轻笑出声来,正宇这才慢吞吞地转过身子,晦暗的月光之下,很好地掩盖了他所有的神情,“师母这么多年都等了,难道还会等不了这一时半刻的吗。”
不待掌门夫人回话,他便悠悠地继续道:“师母这些年是不是一直都在怀疑,究竟是不是那个人做的?”
“你到底想说什么,不要拐弯抹角。”显然,正宇的一句话已然说进了她的心坎,手下意识地揪住了衣摆,在松开之际已是立时出声打断。
正宇饶有兴致地欣赏着她面上不断变幻的表情,方才走近几步,嗓音低沉,却字字清晰到叫人无法忽略半分,“师母既是心中怀疑,何不亲自去查一查,想必定会有意想不到的收获。”
“我凭什么信你的话?”饶是现下心境有多么地乱,但掌门夫人毕竟还是掌门夫人,即便是心神不宁,依然能在其中捋出思绪来俳。
“弟子曾在无意中看到过,掌门在夜半无人之际,进入了一个地方。”见她明显不信,正宇也不着急,转而走至她的身侧,故意凑近了些许,可吐出口的话语却像是如鬼魅般,让她不自禁地便会往里细想。
不待掌门夫人发问,正宇已是自觉地接下了下话:“想必师母一定也很想知道那个地方,到底是做什么的,其实弟子也很想知晓,可惜,我只是个长白山的小徒弟,根本便没办法进去。”
“不过师母便不同了。当然,师母也可以选择不相信我,不去那个地方,但若是师母如此选择的话,怕是会错过某些东西,或许百年之后,师母会懊悔不已呢。”

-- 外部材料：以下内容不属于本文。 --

PR #119, opened 2025-03-21
Logging Refactor

riley-kinahan:
Updated logging mechanism to be fully manageable on Python side via the standard library `logging` module.

On the C++ side I refactored the `Logger` static class into a `LoggingManager` singleton class. At runtime the `LoggingManager` singleton instance `pclLoggerManager` will be either a `CPPLoggerManager` or a `PyLoggerManager` depending on whether the Python API has been initialized. Classes register their loggers using the `pclLoggerManager` singleton to allow polymorphic behavior.

```mermaid
classDiagram
    class LoggerManager{
        +RegisterLogger(std::string& name)
        +Shutdown()
    }

    class CPPLoggerManager {
    }

    class PyLoggerManager {
    }

   class Logger {
   }

    LoggerManager<|-- CPPLoggerManager
    LoggerManager<|-- PyLoggerManager
    Logger ..> CPPLoggerManager : wraps
```

C++ users can interact with the `LoggingManager` by using the `GetLoggerManager` function to receive a pointer to the the global manager as a `CPPLoggerManager` instance, or they can do this indirectly using the old `Logger` interface which is remapped to use `GetLoggerManager` under the hood.

```
GetLoggerManager->InitLogger();
or
Logger::InitLogger();
```

Python users can simply access each logger with the `logging.getLogger` function and configure them as they would a regular Python logger.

在他话落的同时,掌门夫人袖中猛然一股,一道白光打破凝滞的空气,恍然间已架在了正宇的脖颈之上,她的话音倏然冷却下三分,“你不是正宇,说,你究竟是何人,敢打我长白山的主意!”
不料他非但不曾表现出半分紧张,反是极为平淡地扫了一眼架于脖颈之上的长剑,不甚在意地一笑,“弟子自然是正宇,如假包换。十岁那年,我因贪玩不慎摔坏了腿,还是师母亲手为我包扎的伤口,正宇一直铭记于心。”
闻言,她眼底闪过一丝犹豫,但还是缓缓地挪开了剑,以剑指地,她直撞上他在夜色之中,晦暗难分的眼眸,“我需要一个理由。”
一个为何他会忽然在一夕之间像是换了个人般,而且所吐出口的话亦是如此地惊天动地。
她可不信,一直以来便安分守己的弟子,忽然之间毫无征兆地便像换了个人一样,不论从言行还是举止,甚至于眼神而言,都如是从头到脚重生了般。
但即便她心内疑惑重重,可他所吐出之话却不得不让她有所妥协,她在心中怀疑、惦记了这般久,便是一直想知道当年的真相到底是如何。